I did some Amiga development back then also and that was exclusively in C with
some 68k assembly. I don't really recall anyone hoping for a pascal
environment to replace their C tools, but the Amiga OS was more C-oriented
than DOS at the time.

------
panic
_Is such a safe implementation of C really suitable for systems programming,
rather than merely application programming? If we understand system-building
as communicativity, then certainly such a system retains communicativity—so
long as alien objects can be described to it in a manner sufficient for
dispatching the same dynamic checks. If I memory-map a file, say, I can safely
access that memory only if the structure and meaning—the bounds and the types,
roughly—are described much like those of other in-memory objects. Tools and
systems for providing these descriptions are currently lacking—but are a
logical extension of the runtime type information already developed in recent
work. In the case of file formats, some cases like the ELF example we saw
earlier (§5.5) show that the format has already been defined for us, thanks to
the manifest layout of objects declared in C._

This is a key point.

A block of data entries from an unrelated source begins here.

PR #1056, opened 2020-02-27
Update Analysis after variables change

### LINKED ISSUE #1031: Equation analysis doesn't update when variables change
**Describe the bug**
Equation analysis doesn't update when variables change. Need to update the variables on the graph when doing analysis.

**Steps To Reproduce**
1. Graph y=mx+b
2. Change b=2
3. Click analysis equation

**Expected behavior**
y-intercept should be 2

**Screenshots**
image

sanderl:
- Updates the variable values for the variables in the function being analyzed when the analysis button is clicked

- manually
-
-

### DIFF
--- a/src/GraphControl/Control/Grapher.cpp
+++ b/src/GraphControl/Control/Grapher.cpp
@@ -199,6 +199,16 @@ namespace GraphControl
     {
         if (auto graph = GetGraph(equation))
         {
+            for (auto graphVar : graph->GetVariables())
+            {
+                auto key = ref new String(graphVar->GetVariableName().data());
+                if (Variables->HasKey(key))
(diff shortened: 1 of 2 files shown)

There are scattered systems for describing the layout of
arbitrary binary data—C structs/unions, Erlang binary patterns, ASN.1 Encoding
Control Notation, Kaitai Struct[1]—but nothing has really caught on across
language boundaries. It's hard not to feel this data format barrier when
you're using a C API from another language. We'll need to do something about
this barrier if we want a true multi-language system (not just a bunch of
awkward C FFIs).

[1] [http://kaitai.io/](http://kaitai.io/)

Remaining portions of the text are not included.